The second year of a rate-cutting cycle should help too.

“Since 1990, in the second year of easing programs, the S&P gained 11.5%,” Stovall said. “All sizes, all styles, all sectors were in positive territory with tech and financials being out front as well as mid- and small-cap stocks.”

With those smaller stocks currently trading at discounts on a relative P/E basis compared to the S&P 500, Stovall says there may be a “healthy rotation” from the high flyers to the more bargain-priced areas.

He also expects international stocks to keep rolling, as they're also bargain-priced relative to large-cap domestic stocks.

Stovall expects the Fed to cut rates twice in 2026, once in each half of the calendar year, but he does worry that excessive rate cuts could create a spike in inflation.

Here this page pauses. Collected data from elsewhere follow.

PR #51960, opened 2023-10-18
[bitnami/pgbouncer] Support the max_prepared_statements variable in pgbouncer

davisg123:
### Description of the change

PGBouncer version 1.21.0 has added a new [configuration parameter](https://www.pgbouncer.org/config.html#max_prepared_statements) `max_prepared_statements`. This change allows the parameter to be set via an environment variable

### Benefits

The change allows users to use prepared statements with PGBouncer by exposing the configuration setting


jotamartos (approved):
Changes LGTM! A new version of the container should be available soon with these changes

PR #52049, opened 2023-10-23
[bitnami/appsmith] Update test of rts

Mauraza:
### Description of the change

In the next version, server.js is in `/opt/appsmith/rts/bundle` and doesn't need the required


mdhont (approved):
Lgtm!

PR #52131, opened 2023-10-25
Remove Build Maintenance column and its automation

carrodher:
After changes at https://github.com/bitnami/containers/pull/51282 the revision of automated PRs was removed so changes are directly merged in `main`. Because of that, the _Build Maintenance_ column is not used anymore in containers


fmulero (changes requested):
Thanks a lot @carrodher 

I think you have to remove also this piece of code in the [comments handler](https://github.com/bitnami/containers/blob/3b50e17ecbeb756429b3762e709065785255dcd5/.github/workflows/comments.yml#L26-L34)

fmulero (approved):
LGTM

PR #52229, opened 2023-10-30
[bitnami/pgbouncer] Document how to connect PgBouncer with N PostgreSQL

### LINKED ISSUE #20874: [bitnami/pgbouncer] Allow multiple DB connections

gongomgra:
### Description of the change

Documents how to connect PgBouncer with N PostgreSQL databases as discussed in [ticket #20874](https://github.com/bitnami/containers/issues/20874).

### Possible drawbacks

Not expected.

### Applicable issues

- fixes #20874


rafariossaa (approved):

dgomezleon (approved):
LGTM

Issue #119, opened 2015-06-19
Crash on No server group scheduler


krizhanovsky:
Prerequisites:

  CentOS 7, Apache httpd or Nginx as backend server on the same node with Tempesta.

Scenario:

1. start apache httpd or nginx on 8080 port;

2. start Tempesta with default configuration;

3. send a HTTP request to Tempesta

The system crashes on the request processing:

    [tempesta]   parser: Req_Hdr(16:0): c=0xd(.), r=-2
    [tempesta]   parser: Req_HdrDone(93:0): c=0xa(.), r=-2
    [tempesta]   parse msg body: flags=0x2 content_length=0
    [tempesta]   request parsed: len=288 parsed=288 msg_len=288 res=0
    [tempesta]   GFSM return code 0
    [tempesta] ERROR: No server group scheduler
    [tempesta] ERROR: Can't get an appropriate server connection for a session
    [sync_sockets] Warning: can't process app data on socket ffff880045399180
    [tempesta]   close client socket: sk=ffff880045399180, conn=ffff88004651b5a0, cli=ffff880046439670
    [sync_sockets]   Close socket ffff880045399180 (account=1)
    [sync_sockets]   ss_do_close: sk ffff880045399180, sk->sk_socket           (null), state (Established)
    ------------[ cut here ]------------
    WARNING: at net/core/stream.c:201 sk_stream_kill_queues+0x12c/0x130()
    Modules linked in: tfw_sched_rr(O) tfw_sched_http(O) tfw_sched_hash(O) tfw_sched_dummy(O) tempesta_fw(O) tempesta_db(O) nf_conntrack_ipv4 nf_defrag_ipv4 xt_conntrack nf_conntrack ipt_REJECT xt_CHECKSUM iptable_mangle bridge stp llc ip6table_filter ip6_tables iptable_filter ip_tables ebtable_nat ebtables xfs exportfs ppdev dm_mirror parport_pc parport dm_region_hash serio_raw microcode i2c_piix4 i2c_core pcspkr dm_log dm_mod uinput btrfs xor zlib_deflate raid6_pq libcrc32c ata_generic pata_acpi e1000 ata_piix floppy ipv6 autofs4
    CPU: 1 PID: 335 Comm: systemd-journal Tainted: G           O 3.10.10+ #3
    Hardware name: QEMU Standard PC (i440FX + PIIX, 1996), BIOS 1.8.1-20150318_183358- 04/01/2014
[...]

Issue #111, opened 2015-06-15
Serve requests with responses from cache when there's no backend server


keshonok:
Currently, a request is blocked if there's no backend server to forward it to.

However Tempesta as a Web Server is considered a default behaviour now. If there's no backend server, requests should be served from cache. Requests should be blocked only when there's no cached response.

krizhanovsky:
Linked with #119. We should return 404 response if there is no cache entry as well as a backend where we can fetch the entry from.

keshonok:
This issue is implemented as described. Separate issues are opened for deeper problems that became evident after analysis of this issue. See the analysis in #119, and see new issues that refer to #119.

keshonok:
Merged to master: 92bf359

PR #121, opened 2015-06-22
Modify request processing logic (#119, #111)

keshonok:
Default operating mode of Tempesta is a Web Server now. If there's
no backend server available, requests should be served from cache.

With this change a response are now looked up in cache. If not found,
an attempt is made to forward the request to a backend server. When
that fails (no backend server available), an HTTP 404 response is sent
to the client. As most of this logic should run after a response is
looked up in cache, it's been moved to tfw_http_req_cache_cb() from
tfw_http_req_process().

### DIFF
--- a/tempesta_fw/http.c
+++ b/tempesta_fw/http.c
@@ -156,6 +156,7 @@ tfw_http_msg_setup(TfwHttpMsg *hm, size_t len)
 #define S_HTTP			"http://"
 
 #define S_302			"HTTP/1.1 302 Found"
+#define S_404			"HTTP/1.1 404 Not Found"
 #define S_502			"HTTP/1.1 502 Bad Gateway"
 
 #define S_F_HOST		"Host: "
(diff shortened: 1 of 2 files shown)


tempesta_fw/http.c
```diff
@@ -1070,23 +1126,48 @@ tfw_http_adjust_resp(TfwHttpResp *resp)
...
 			return;
-		/* Send the request to appropriate server. */
+		}
+		if (tfw_http_adjust_req(req))
+			goto send_404;		/* Should it be an HTTP 502? */
+
+		/* Add request to the connection. */
+		list_add_tail(&req->msg.msg_list, &conn->msg_queue);
+
+		/* Send request to the server. */
```
krizhanovsky: A request is processed in some NUMA node while the corresponding cached response can live in different NUMA node. So to minimize memory transfers we delegate request processing to appropriate NUMA node by deferred work in tfw_cache_req_process(). This asynchronous processing has nothing with _new_ response processing if cache can't fulfill current request. If we don't find a cached entity, then we should decide which NUMA node should create and deliver a response and schedule a work for that node. Meantime, we should do as less as possible work with the request fields on the remove node.

So moving the logic from tfw_http_req_process() to tfw_http_req_cache_cb() is incorrect.

tempesta_fw/http.c
```diff
@@ -1070,23 +1126,48 @@ tfw_http_adjust_resp(TfwHttpResp *resp)
...
+		tfw_connection_send(req->conn, (TfwMsg *)resp);
 	} else {
-		if (tfw_http_adjust_req(req))
+		/* Dispatch request to an appropriate server. */
+		TfwConnection *conn = tfw_sched_get_srv_conn((TfwMsg *)req);
+		if (!conn)
+			goto send_404;
+		r = tfw_http_sticky_req_process((TfwHttpMsg *)req);
+		if (r < 0) {
+			goto send_404;		/* Should it be an HTTP 502? */
```
krizhanovsky: I'd say 500 error, since there were no upstream server response so far.

tempesta_fw/http.c
```diff
@@ -1070,23 +1126,48 @@ tfw_http_adjust_resp(TfwHttpResp *resp)
...
+		} else if (r > 0) {
+			/* Response sent, nothing to do */
 			return;
-		/* Send the request to appropriate server. */
+		}
+		if (tfw_http_adjust_req(req))
+			goto send_404;		/* Should it be an HTTP 502? */
```
krizhanovsky: I'd say 500 error, since there were no upstream server response so far.

tempesta_fw/http.c
```diff
@@ -1070,23 +1126,48 @@ tfw_http_adjust_resp(TfwHttpResp *resp)
...
 		 * TODO should we adjust it somehow?
 		 */
-		tfw_connection_send(conn, (TfwMsg *)resp);
+		tfw_connection_send(req->conn, (TfwMsg *)resp);
 	} else {
-		if (tfw_http_adjust_req(req))
+		/* Dispatch request to an appropriate server. */
+		TfwConnection *conn = tfw_sched_get_srv_conn((TfwMsg *)req);
+		if (!conn)
+			goto send_404;
```
krizhanovsky: This is not good and expected behavior (no cache and no upstream server), so please leave warning log message.

krizhanovsky:
Good to merge

Issue #113, opened 2015-06-15
Regulate reconnect timeouts


keshonok:
When an established connection is lost, or a connect attempt has failed, a reconnect is initiated and then repeated until a connection is established. Each reconnect attempt is made after a timeout that currently constant.

The timeout duration should be more flexible and possibly depend on circumstances. In a simpler case it should increase with each failed reconnect attempt, and it should be reset after a reconnect is successful. Reconnect attempts should be stopped altogether when timeout gets too big. That would mean, for instance, moving a backend server to offline state for server connections.

keshonok:
Exponential backoff algorithm appears to be a good and popular choice for this kind of reconnect delays.

keshonok:
Implemented in 00d792d

PR #128, opened 2015-06-24
Implement exponential backoff algorithm for reconnect timeouts (#113)

keshonok:
The reconnect timeout is now changed from MIN to MAX value with each
consecutive attempt according to a variant of exponential backoff
algorithm. The timeout is reset when a reconnect results in success.


krizhanovsky:
good to merge

Issue #80, opened 2015-03-18
Synchronous Socket: unnecessary skb postponing


krizhanovsky:
Based on Alexey's notes.

ss_tcp_process_proto_skb() calls postpone_skb() callback if connection_recv() returns SS_POSTPONE. postpone_skb() points to tfw_connection_postpone_skb() which just adds the skb to conn->msg->skb_list. Meantime, ss_tcp_process_skb() firstly calls put_skb_to_msg() callback before executing ss_tcp_process_proto_skb() and the callback points to tfw_connection_put_skb_to_msg() which also adds the skb to the same list. So postponing the skb has no sense.

keshonok:
That is correct summary of my notes. Closely related is issue #31.

An incoming SKB is processed by `ss_tcp_process_skb()`. First thing it does is call `put_skb_to_msg()` callback that points to `tfw_connection_put_skb_to_msg()`. That function creates a new connection message if needed, and then adds the SKB to that message's list `conn->msg->skb_list` by executing `ss_skb_queue_tail(&conn->msg->skb_list, skb);`

Then `ss_tcp_process_proto_skb()` is called on every piece of data in the SKB. In turn, it calls the `connection_recv()` callback. On `TFW_POSTPONE` result from `connection_recv()` it calls `postpone_skb()` callback that points `tfw_connection_postpone_skb()`. The only purpose of `tfw_connection_postpone_skb()` is executing `ss_skb_queue_tail(&conn->msg->skb_list, skb);` - again, on the same SKB, the same message, and the same connection.

Granted, that doesn't do any harm as the SKB is not actually added to the same list twice due to safely measures.

All of that means the following:

* The whole `if (r == SS_POSTPONE)` case can safely be removed from `ss_tcp_process_proto_skb()`. That will eliminate unnecesary multiple calls to `tfw_connection_postpone_skb()`.
* `.postpone` hook in `ssocket_hooks{}` is not needed as well.
* The whole `tfw_connection_postpone_skb()` function can safely be removed as unused and unnecessary.

PR #132, opened 2015-06-26
Eliminate unnecessary SKB postponing (#80)

keshonok:
Due to specifics of SKB processing in Tempesta postponing has become
a dummy operation that does nothing and is completely unnecessary.

### DIFF
--- a/tempesta_fw/sock.c
+++ b/tempesta_fw/sock.c
@@ -198,13 +198,9 @@ ss_tcp_process_proto_skb(struct sock *sk, unsigned char *data, size_t len,
 
 	read_lock(&sk->sk_callback_lock);
 	r = SS_CALL(connection_recv, sk, data, len);
-	if (r == SS_POSTPONE) {
-		SS_CALL(postpone_skb, sk->sk_user_data, skb);
-		r = SS_OK;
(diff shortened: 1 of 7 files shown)


tempesta_fw/sock.c
```diff
@@ -198,13 +198,9 @@ ss_tcp_process_proto_skb(struct sock *sk, unsigned char *data, size_t len,
...
 	read_lock(&sk->sk_callback_lock);
 	r = SS_CALL(connection_recv, sk, data, len);
-	if (r == SS_POSTPONE) {
-		SS_CALL(postpone_skb, sk->sk_user_data, skb);
-		r = SS_OK;
-	}
 	read_unlock(&sk->sk_callback_lock);
 
-	return r;
+	return (r == SS_POSTPONE) ? SS_OK : r;
```
krizhanovsky: Dirty fix.

If we don't want to process TFW_POSTPONE return code, the all called functions (tfw_http_req_process() and tfw_http_resp_process()) should not return the value. However, the functions do handles POSTPONE logic, so they should leave the place where the logic is handled while the lower, network, layer should be unaware about POSTPONE.

Issue #46, opened 2015-02-09
sk->sk_destruct() is not being called when connection is closed


vdmit11:
Scenario:

1. start nginx
2. start Tempesta FW
3. `wget http://localhost` - should pass and give you `index.html`
3. stop nginx
4. `wget http://locslhost` - crashes

That happens because when the connection to nginx is closed, no `sk->sk_destruct()` is called.

We put `tfw_destroy_server()` to `sk->sk_destruct()`, so when the connection is closed, the server is not deleted from the load-balancing scheduler as it should be, and you get a NULL pointer dereference when you try to acess its connection.

Generally, the problem is wider than the fact that `tfw_destroy_server()` is not invoked.
Original socket destructor (usually `inet_release()`) is not invoked as well, so we likely have some memory leak here.

A notable thing that when you call `sock_release()`, the `sk->sk_destruct()` is invoked as it should be.
We need to understand why `sk->sk_destruct()` is not invoked when a TCP connection is closed, but is invoked when you do `sock_release()`.

keshonok:
With the way Synchronous Sockets are implemented now, we never reach `TCP_CLOSE` state. That is the root cause of this and some other problems.

Right now we do a forceful "non-sleeping" socket close at `TCP_CLOSE_WAIT` state by calling `ss_do_close()`. However that doesn't close the socket properly. This procedure breaks TCP protocol handshake on socket closing. It also breaks proper moves from one TCP state to another, and thus doesn't execute proper actions required at each state. That includes the final actions where the `sk_destruct()` function is called. By the end the socket must be clear of any write data, and that's the condition under which the `sk_destruct()` is called.

By the way, calling `ss_do_close()` at `TCP_CLOSE_WAIT` state loses the received FIN packet as it's not processed (it's discarded) but "assumed". If we don't call `ss_do_close()` at `TCP_CLOSE_WAIT` state, then we do catch the FIN packet in `ss_tcp_data_ready()` -> `ss_tcp_process_data()`. The latter then calls `ss_do_close()` as soon as it recognizes a FIN packet, and then it's all the same.

Related issues are: #52, and possibly #62, #63.

krizhanovsky:
An attempt to fix the issue was done in https://github.com/natsys/tempesta/pull/59

krizhanovsky:
It seems we ever have the problem in simple scenario on normal connection closing after successful data transfer in proxy mode:

        .....................
[...]

PR #133, opened 2015-06-29
Release a hold on a socket when closing it. (#46)

keshonok:
In some cases sock_put() was not called. Because of that, some
sockets were not closed properly: sk->sk_destruct() was not called.

### DIFF
--- a/tempesta_fw/sock.c
+++ b/tempesta_fw/sock.c
@@ -276,6 +276,8 @@ ss_tcp_process_skb(struct sk_buff *skb, struct sock *sk, unsigned int off,
 }
 
 /**
+ * This is main body of the socket close function in Sync Sockets.
+ *
  * inet_release() can sleep (as well as tcp_close()), so we make our own
  * non-sleepable socket closing.
  *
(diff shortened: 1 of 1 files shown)


tempesta_fw/sock.c
```diff
@@ -440,6 +440,13 @@ ss_do_close(struct sock *sk)
 	}
 }
 
+static void
+ss_do_close(struct sock *sk)
+{
+	__ss_do_close(sk);
+	sock_put(sk);
+}
+
```
krizhanovsky: Why can't we just call ss_close() which does sock_put()? Why do we need 3 functions for socket closing?

keshonok: `ss_close()` is called where is can be used in process context, so in includes additional locking. `ss_do_close()` is called in SoftIRQ context, and it does not need any extra locking around it, the socket is most probably locked already anyway. `__ss_do_close()` is the main body of the close function, and it is therefore called from both `ss_close()` and `ss_do_close()`.

`sock_put()` should be called outside of locks, that's why it's not in `__ss_do_close()` (or `ss_do_close()` before this patch).

krizhanovsky: Ok, makes sense. Just add appropriate comment to the functions.

krizhanovsky:
Tested. Good to merge after applying mentioned comments.

PR #141, opened 2015-07-09
Implement new SKB data processing design

keshonok:
A couple of major points:
1. An SKB is handed over to Tempesta from Sync Sockets, and Tempesta becomes
   responsible for it. That includes releasing an SKB when necessary. Because
   of that, processing of data in an SKB is moved to Tempesta. Sync Sockets
   expects now that each SKB is processed in full, and just needs to know if
   processing results in success or failure. Due to connection callback design
   TfwMsg{}.skb_offset is introduced to keep the current offset of data in the
   current SKB.
2. Data is parsed in separate chunks that an SKB holds. In case of pipelined
   HTTP requests processing may stop in the middle of data chunk. However the
   number of parsed bytes is not returned to the caller due to internal design.
   To deal with that, conn->msg is used in combination with TFW_PASS result code.
3. Now SKBs or requests/responses are never used after they were released.

### DIFF
--- a/tempesta_fw/connection.c
+++ b/tempesta_fw/connection.c
@@ -130,17 +130,27 @@ tfw_connection_send(TfwConnection *conn, TfwMsg *msg)
  * the use of sk->sk_user_data.
  */
 int
-tfw_connection_recv(struct sock *sk, unsigned char *data, size_t len)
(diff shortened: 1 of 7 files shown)


keshonok:
This design doesn't fit the architecture well. A different design is being implemented.

PR #142, opened 2015-07-09
Configuration: configure protocol for listening sockets

stefanstrogin:
From the configuration example
listen 192.168.0.1:80 proto=http;
Now attribute "proto" is handled with possible values "http" and "https".

Signed-off-by: Stefan Strogin <stefan.strogin@gmail.com>


krizhanovsky:
Good to merge after fixing Alexey's note.

stefanstrogin:
Fixed.

Issue #146, opened 2015-07-11
frang: bad request body length calculation


krizhanovsky:
Currently Frang tries to calculate current request body length based on current chunk of processed skb. That's wrong. ```TFW_HTTP_PARSE_BODY``` must be responsible for the calculation while appropriate state of Frang FSM should only analyze already fully preprares TfwHttpReq with correct ```body_len``` value.

keshonok:
It appears that the current length of an HTTP message's body is already calculated by the parser as `TfwMsg{}.body.len`. `Frang` needs to use it instead of calculating the current body length on its own. That makes code related to `TfwHttpMsg{}.body_len`, as well as the `body_len` member of the structure, redundant in `Frang` and `http.h`.

keshonok:
fixed with df3ff1d, abfbf9f.

PR #156, opened 2015-07-20
Use actual current HTTP message body length in Frang (#146)

keshonok:
Current HTTP message body length is accumulated by the parser, so there's
no need to do the same in Frang. Just use the value from the parser. Also,
Frang runs on an SKB now, not on a data chunk from an SKB. Current SKB is
passed as an argument. That makes the code a tad bit simpler.

### DIFF
--- a/tempesta_fw/http.h
+++ b/tempesta_fw/http.h
@@ -186,7 +186,6 @@ typedef struct {
 	unsigned int		hdr_rawid;
 	unsigned long		tm_header;
 	unsigned long		tm_bchunk;
-	unsigned long		body_len;
 	unsigned long		hash;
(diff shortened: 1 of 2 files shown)


tempesta_fw/http.h
```diff
@@ -186,7 +186,6 @@ typedef struct {
 	unsigned int		hdr_rawid;
 	unsigned long		tm_header;
 	unsigned long		tm_bchunk;
-	unsigned long		body_len;
```
krizhanovsky: Please remove corresponding comment line above as well.

krizhanovsky:
Good to merge with fix of the minor comment.

Issue #159, opened 2015-07-21
Incorrect processing of pipelined messages


keshonok:
Currently, when a pipelined request is encountered, the relevant SKB is cloned and attached to the new, pipelined message. As requests are sent out to a server, that leads to all sorts of issues. For instance, when an SKB contains exactly two requests, these requests are duplicated in the new SKB, and server receives four requests instead of two. It's even more troubling when pipelined requests are split between SKBs, and server receives half-formed requests.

“The economy right now does not need an aggressive rate-cutting program,” he said, calling for at least a 2.4% GDP growth rate in the new year.

What should investors do now?

As for investment advice in the New Year, Stovall’s was succinct: Let your winners run.

“Following a down year, you actually want to buy the three worst performing sectors from the prior year,” he explained, “but following a good year, you want to stick with the three best performing sectors. By that course, you would have added about 300 basis points per year to the S&P 500's return, and you would have beaten the market seven out of every 10 years … basically implying that the momentum that we have at the very end of this calendar year, more times than not, will continue to reward in the following year.”